EXERCISE DIRECTIONS -> Word for word, restate all of the entries.

(ENTRIES SHOWN begins)

PR #393, opened 2022-07-20
GLSL define injection update for limits & features

deprilula28:
## Description
Described in issue #391 

## TODO list:
- [ ] Figure out how to get every GLSL extension which shaderc/glslang could use given device enabled features(?)


deprilula28:
wrong target branch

(ENTRIES SHOWN ends)

REPLY ->
PR #393, opened 2022-07-20
GLSL define injection update for limits & features

deprilula28:
## Description
Described in issue #391 

## TODO list:
- [ ] Figure out how to get every GLSL extension which shaderc/glslang could use given device enabled features(?)


deprilula28:
wrong target branch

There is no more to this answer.